Search the data for the word "having" and copy every line where it occurs.
+===+
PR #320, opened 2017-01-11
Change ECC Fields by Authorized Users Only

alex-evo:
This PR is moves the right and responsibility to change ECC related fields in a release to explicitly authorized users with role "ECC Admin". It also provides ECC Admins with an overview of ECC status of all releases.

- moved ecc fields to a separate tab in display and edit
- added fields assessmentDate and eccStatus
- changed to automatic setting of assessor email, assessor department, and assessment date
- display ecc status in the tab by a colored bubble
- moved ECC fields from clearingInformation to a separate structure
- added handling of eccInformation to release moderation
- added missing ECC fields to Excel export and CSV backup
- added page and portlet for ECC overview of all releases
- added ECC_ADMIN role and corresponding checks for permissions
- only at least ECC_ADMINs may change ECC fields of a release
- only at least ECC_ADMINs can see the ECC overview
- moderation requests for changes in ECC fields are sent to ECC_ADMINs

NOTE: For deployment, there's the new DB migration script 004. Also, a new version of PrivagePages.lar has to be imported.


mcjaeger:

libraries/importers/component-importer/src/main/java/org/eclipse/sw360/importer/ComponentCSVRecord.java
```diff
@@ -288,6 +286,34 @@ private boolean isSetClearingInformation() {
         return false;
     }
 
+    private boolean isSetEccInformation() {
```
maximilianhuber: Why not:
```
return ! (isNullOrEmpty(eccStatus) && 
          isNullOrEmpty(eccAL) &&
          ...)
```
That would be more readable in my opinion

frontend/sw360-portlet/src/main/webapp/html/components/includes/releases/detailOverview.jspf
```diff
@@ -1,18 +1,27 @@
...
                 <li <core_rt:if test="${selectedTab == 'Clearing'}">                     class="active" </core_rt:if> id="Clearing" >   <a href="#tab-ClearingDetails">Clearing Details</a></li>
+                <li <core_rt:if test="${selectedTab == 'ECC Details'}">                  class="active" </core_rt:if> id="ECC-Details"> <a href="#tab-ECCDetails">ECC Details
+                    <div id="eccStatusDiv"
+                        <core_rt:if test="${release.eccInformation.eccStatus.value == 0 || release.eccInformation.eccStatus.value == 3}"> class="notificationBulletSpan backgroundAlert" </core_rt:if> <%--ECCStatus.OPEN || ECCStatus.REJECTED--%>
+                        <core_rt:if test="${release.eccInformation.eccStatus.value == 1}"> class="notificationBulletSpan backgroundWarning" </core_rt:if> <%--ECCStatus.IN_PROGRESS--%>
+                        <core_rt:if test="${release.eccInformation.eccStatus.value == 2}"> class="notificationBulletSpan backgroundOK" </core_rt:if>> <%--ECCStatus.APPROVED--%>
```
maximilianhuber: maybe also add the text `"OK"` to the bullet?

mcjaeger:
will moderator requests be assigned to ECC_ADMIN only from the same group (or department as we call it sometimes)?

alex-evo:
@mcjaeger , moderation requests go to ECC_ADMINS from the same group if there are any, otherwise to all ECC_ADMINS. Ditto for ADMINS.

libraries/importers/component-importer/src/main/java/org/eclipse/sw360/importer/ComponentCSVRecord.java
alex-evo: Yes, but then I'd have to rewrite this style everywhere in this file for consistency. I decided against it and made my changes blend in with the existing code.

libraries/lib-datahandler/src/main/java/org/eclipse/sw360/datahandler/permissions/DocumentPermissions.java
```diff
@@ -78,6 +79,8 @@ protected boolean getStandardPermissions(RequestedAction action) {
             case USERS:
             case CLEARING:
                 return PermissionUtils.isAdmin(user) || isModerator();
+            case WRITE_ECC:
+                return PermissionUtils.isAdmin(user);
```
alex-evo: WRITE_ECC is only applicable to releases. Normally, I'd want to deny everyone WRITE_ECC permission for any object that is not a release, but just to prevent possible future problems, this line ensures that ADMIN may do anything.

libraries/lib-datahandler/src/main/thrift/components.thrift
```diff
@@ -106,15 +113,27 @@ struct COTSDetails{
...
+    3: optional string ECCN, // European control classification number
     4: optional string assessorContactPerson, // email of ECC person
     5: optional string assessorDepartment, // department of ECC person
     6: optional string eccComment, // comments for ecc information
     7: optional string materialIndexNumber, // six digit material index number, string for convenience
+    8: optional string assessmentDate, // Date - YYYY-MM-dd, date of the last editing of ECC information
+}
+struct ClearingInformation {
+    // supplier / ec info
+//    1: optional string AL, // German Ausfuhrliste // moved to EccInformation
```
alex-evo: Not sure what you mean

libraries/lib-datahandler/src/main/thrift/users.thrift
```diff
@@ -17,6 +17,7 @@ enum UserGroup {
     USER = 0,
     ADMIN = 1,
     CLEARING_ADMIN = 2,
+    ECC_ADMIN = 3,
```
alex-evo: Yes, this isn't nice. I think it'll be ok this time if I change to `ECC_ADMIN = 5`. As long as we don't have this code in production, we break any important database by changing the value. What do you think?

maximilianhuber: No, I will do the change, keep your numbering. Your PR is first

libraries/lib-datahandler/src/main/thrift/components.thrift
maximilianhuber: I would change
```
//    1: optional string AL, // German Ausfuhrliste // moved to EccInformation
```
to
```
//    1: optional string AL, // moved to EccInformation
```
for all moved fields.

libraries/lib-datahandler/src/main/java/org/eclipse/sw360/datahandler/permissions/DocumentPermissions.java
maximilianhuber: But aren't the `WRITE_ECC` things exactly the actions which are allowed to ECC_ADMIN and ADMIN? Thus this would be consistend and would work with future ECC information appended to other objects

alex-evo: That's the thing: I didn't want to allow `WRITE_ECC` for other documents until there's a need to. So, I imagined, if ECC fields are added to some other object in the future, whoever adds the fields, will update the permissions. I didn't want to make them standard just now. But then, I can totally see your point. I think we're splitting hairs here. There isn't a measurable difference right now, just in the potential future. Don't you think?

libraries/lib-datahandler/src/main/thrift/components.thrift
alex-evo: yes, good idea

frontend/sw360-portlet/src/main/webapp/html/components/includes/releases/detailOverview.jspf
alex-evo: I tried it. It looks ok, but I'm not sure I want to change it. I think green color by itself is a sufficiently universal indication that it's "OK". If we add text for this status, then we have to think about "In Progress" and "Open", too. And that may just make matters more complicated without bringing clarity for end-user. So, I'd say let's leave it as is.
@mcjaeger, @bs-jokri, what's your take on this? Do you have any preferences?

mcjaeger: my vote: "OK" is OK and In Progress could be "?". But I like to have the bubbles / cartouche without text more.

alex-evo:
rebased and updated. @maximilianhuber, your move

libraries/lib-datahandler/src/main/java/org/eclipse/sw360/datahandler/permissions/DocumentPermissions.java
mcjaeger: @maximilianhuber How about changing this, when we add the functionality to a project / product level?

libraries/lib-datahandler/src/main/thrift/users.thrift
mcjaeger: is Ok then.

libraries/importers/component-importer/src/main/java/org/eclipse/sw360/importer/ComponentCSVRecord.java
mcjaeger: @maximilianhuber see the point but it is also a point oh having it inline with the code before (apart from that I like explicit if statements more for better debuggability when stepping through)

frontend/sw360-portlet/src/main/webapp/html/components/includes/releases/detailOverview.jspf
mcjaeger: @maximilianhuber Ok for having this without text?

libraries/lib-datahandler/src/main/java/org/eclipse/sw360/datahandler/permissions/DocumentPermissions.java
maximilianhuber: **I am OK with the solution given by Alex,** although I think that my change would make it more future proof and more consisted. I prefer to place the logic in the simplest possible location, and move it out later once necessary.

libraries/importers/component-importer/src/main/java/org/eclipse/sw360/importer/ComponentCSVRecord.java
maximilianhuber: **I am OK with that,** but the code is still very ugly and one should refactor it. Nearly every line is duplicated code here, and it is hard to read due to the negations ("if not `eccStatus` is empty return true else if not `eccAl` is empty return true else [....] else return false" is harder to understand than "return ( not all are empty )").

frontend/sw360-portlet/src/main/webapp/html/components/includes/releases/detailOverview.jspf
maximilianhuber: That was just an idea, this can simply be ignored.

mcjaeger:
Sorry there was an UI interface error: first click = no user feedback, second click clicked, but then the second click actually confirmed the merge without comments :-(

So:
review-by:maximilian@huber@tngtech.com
+===+
**Solution to this task**:
mcjaeger: @maximilianhuber see the point but it is also a point oh having it inline with the code before (apart from that I like explicit if statements more for better debuggability when stepping through)
mcjaeger: @maximilianhuber Ok for having this without text?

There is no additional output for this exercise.